第二節「石の番人」
それは、岩だった。岩が、動いていた。
いや、正確には——岩の形をした魔物だ。
高さが二メートルを超える。 全身が灰色の岩石で覆われており、腕も足も岩のように見える。 目は二つ、赤く光っていた。
「石の番人……!」リリアが声を上げた。
「知ってますか?」
「文献で読んだことがあります。古代遺構の守護魔物です。重要な場所に配置されて、侵入者を排除する——」番人が動いた。
腕を振り上げて、俺たちに向かって叩きつけてくる。
「散れ!」ガルドの声と同時に、四人がそれぞれの方向に飛んだ。
岩の腕が地面を叩いた。 石畳が砕けて、破片が飛び散る。
「硬い!」
俺は短剣を構えたが、岩の体に刃が通るか分からない。 一応、「斬」の言霊は込めてある。
「弱点はありますか?」
「文献によると……関節部分、接合部です。
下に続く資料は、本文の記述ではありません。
PR #33433, opened 2024-05-14
chore: Improve Link component

jsartisan:
This PR uses react aria link's component in our Link component

### DIFF
--- a/app/client/packages/design-system/widgets/src/components/Link/src/Link.tsx
+++ b/app/client/packages/design-system/widgets/src/components/Link/src/Link.tsx
@@ -8,7 +8,6 @@ import styles from "./styles.module.css";
 export function Link(props: LinkProps) {
   const {
     children,
-    color = "accent",
     download,
     href,
     ping,
@@ -19,7 +18,7 @@ export function Link(props: LinkProps) {
   } = props;
 
   return (
-    <Text color={color} {...rest}>
+    <Text color="accent" {...rest}>
       <HeadlessLink
         className={styles.link}
         download={download}
--- a/app/client/packages/design-system/widgets/src/components/Link/src/Link.tsx
+++ b/app/client/packages/design-system/widgets/src/components/Link/src/Link.tsx
@@ -1,5 +1,5 @@
 import React from "react";
-import { Link as AriaLink } from "react-aria-components";
+import { Link as HeadlessLink } from "react-aria-components";
 
 import { Text } from "../../Text";
 import type { LinkProps } from "./types";
@@ -8,6 +8,7 @@ import styles from "./styles.module.css";
 export function Link(props: LinkProps) {
   const {
     children,
+    color = "accent",
     download,
     href,
     ping,
@@ -18,8 +19,8 @@ export function Link(props: LinkProps) {
   } = props;
 
   return (
-    <Text {...rest}>
-      <AriaLink
+    <Text color={color} {...rest}>
+      <HeadlessLink
         className={styles.link}
         download={download}
         href={href}
@@ -29,7 +30,7 @@ export function Link(props: LinkProps) {
         target={target}
       >
         {children}
-      </AriaLink>
+      </HeadlessLink>
     </Text>
   );
 }
--- a/app/client/packages/design-system/widgets/src/components/Link/src/Link.tsx
+++ b/app/client/packages/design-system/widgets/src/components/Link/src/Link.tsx
@@ -10,7 +10,6 @@ export function Link(props: LinkProps) {
     children,
     download,
     href,
-    isDisabled,
     ping,
     referrerPolicy,
     rel,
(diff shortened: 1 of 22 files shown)


app/client/packages/storybook/.storybook/preview-head.html
```diff
@@ -28,7 +28,8 @@
     border: none !important;
   }
 
-  a {
+  /* Note: checking for data-rac attribute to avoid overriding the color of our Link component */
+  a:not([data-rac]) {
     color: var(--color-fg-accent) !important;
```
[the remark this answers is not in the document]
jsartisan: Removing important will make the anchor in props table as blue

CleanShot 2024-05-16 at 11 40 57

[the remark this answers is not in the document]
jsartisan: The` !important` is required here i suppose so that auto-generated styles on the anchor can be overridden.

Instead of `a:not([data-rac]) `, we can use  `a:not(.docs-story a)`. What do you think about this?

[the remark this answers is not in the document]
KelvinOm: You can redefine the styles for Storybrook in the `preview-head.html`. There shouldn't be anything in the component code that works for storybook.

app/client/packages/design-system/widgets/src/components/Link/src/Link.tsx
```diff
@@ -1,17 +1,36 @@
...
 
 import { Text } from "../../Text";
 import type { LinkProps } from "./types";
 import styles from "./styles.module.css";
 
 export function Link(props: LinkProps) {
-  const { children, href, rel, target, ...rest } = props;
+  const {
+    children,
+    color = "accent",
```
KelvinOm, line 11: We discussed this. This prop should be deleted and the link should be accent by default.

KelvinOm (changes requested):

app/client/packages/storybook/.storybook/preview-head.html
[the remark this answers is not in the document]
jsartisan: > You can redefine the styles for Storybrook in the preview-head.html

That's what I did ( if you the file we is preview-head only above ). 🤔 There is no specific code that I wrote in the component to satisfy storybook.

app/client/packages/design-system/widgets/src/components/Link/src/Link.tsx
jsartisan: Removed the prop.

app/client/src/widgets/wds/WDSTableWidget/component/cellComponents/URLCell.tsx
```diff
@@ -16,12 +16,11 @@ export interface NumberCellProps {
 }
 
 function URLCell(props: NumberCellProps & BaseCellComponentProps) {
-  const { allowCellWrapping, cellColor, href, isBold, isItalic, text } = props;
+  const { allowCellWrapping, href, isBold, isItalic, text } = props;
```
jsartisan, line 19: Had to do this because i forked out the branch from the table polish branch.

app/client/packages/storybook/.storybook/preview-head.html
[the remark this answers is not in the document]
KelvinOm: My bad.

app/client/packages/design-system/widgets/src/components/Link/stories/Link.stories.tsx
```diff
@@ -0,0 +1,79 @@
...
+  args: {
+    target: "_blank",
+    href: "https://appsmith.com",
+    lineClamp: 1,
+    children:
+      "Lorem Ipsum is simply dummy text of the printing and typesetting industry. Lorem Ipsum has been the industry's standard dummy text ever since the 1500s, when an unknown printer took a galley of type and scrambled it to make a type specimen book. It has survived not only five centuries, but also the leap into electronic typesetting, remaining essentially unchanged.",
+  },
+};
+
+export const Variant: Story = {
```
KelvinOm, line 41: Honestly variant here looks odd. Here for variant we more expect something like a primary|secondary. In fact, we have only 1 variant for link, and this is more about font sizes. Lets rename it to `size`? WDYT?

jsartisan: The link is nothing but Text at the end ( with a href link ).  So the prop names should be similar IMO. In one component ( Text ) we have a `variant` prop, and now in another component ( Link ), we are proposing `size` for the same thing. Maybe we should rename the prop in the text too. Size prop name makes more sense to control the size.

KelvinOm: Yep same thoughts for text component. Let's rename it.

Also in app UI, we use this not as an variant but as a size.
Снимок экрана 2024-05-16 в 15 05 05

jsartisan: Done.

KelvinOm (approved):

岩同士が組み合わさっている部分は比較的脆い」
「関節か」番人が再び腕を上げた。
ガルドが正面から斧で迎え打った。
金属音ではなく、石が割れる鈍い音がした。
「硬いが、削れる!」さすがの力だ。
俺は番人の側面に回り込んだ。
足首の関節部分を確認する。 岩と岩の接合部が確かにある。
「斬る」俺は短剣を叩き込んだ。
「斬」の言霊が反応した。
刃が関節に食い込んだ。 完全には切れないが、ひびが入った。
番人が俺の方を向いた。まずい。
「まこと、伏せて」ユナの声がして、俺はすぐに屈んだ。
ユナの回復魔法が番人に向かった。 直接、体の内部に働きかける。
岩の体の内側で、何かが軋んだ。番人がよろめいた。
「今だ!」ガルドが斧を振った。
腕の関節を狙った一撃。 斧が深く食い込んで、番人の右腕が砕けた。
「よし!」
「でも、まだ動いてる!」
番人は右腕を失っても、左腕と両足で動き続けている。 左腕を振り上げる。
俺は跳んで避けた。
着地しながら、番人の背後に回り込もうとした。
「リリア!」
「分かってます!」
リリアが魔法を放った。
火属性の魔法が番人の背中に直撃した。 岩の表面が赤熱する。
熱で表面が脆くなる、という発想だ。
「そこへ!」ガルドが背中の関節を叩いた。ひびが広がった。
俺は短剣を腰の関節に叩き込んだ。
「砕けろ」そう言いながら、強く押した。
「砕けろ」という言葉に、言霊が宿った。
短剣が関節に深く入り込んで——番人の体に、大きなひびが走った。
「今だ、全員!」
ガルドが渾身の一撃を叩き込んだ。 リリアの火魔法が重なった。 ユナが番人の体内に魔法を通した。
三方向からの攻撃が、同時に来た。番人が、崩れた。
轟音と共に、岩の塊が床に散らばった。
砂埃が舞い上がって、しばらく何も見えなかった。
静寂。
砂埃が落ち着いた。
番人は、砕けた岩の山になっていた。
「終わったか」ガルドが確認した。
赤く光っていた目が、消えていた。
「終わった……」俺は息を吐いた。
心臓がまだ早く動いている。
「皆さん、怪我は?」リリアが確認した。
「俺は問題なし」
「ガルドさんは?」
「切り傷が少し」
「治します」ユナが素早くガルドの腕の傷に手を当てた。 回復魔法が走る。
「ありがとうよ」
「傷が深かったら言って」
「分かった」俺はゆっくりと立ち上がった。
腕に少し痺れがある。 番人の腕が地面を叩いた時の衝撃が、近かった。
でも怪我はない。
「石柱、見てみましょう」俺は番人が守っていた石柱に近づいた。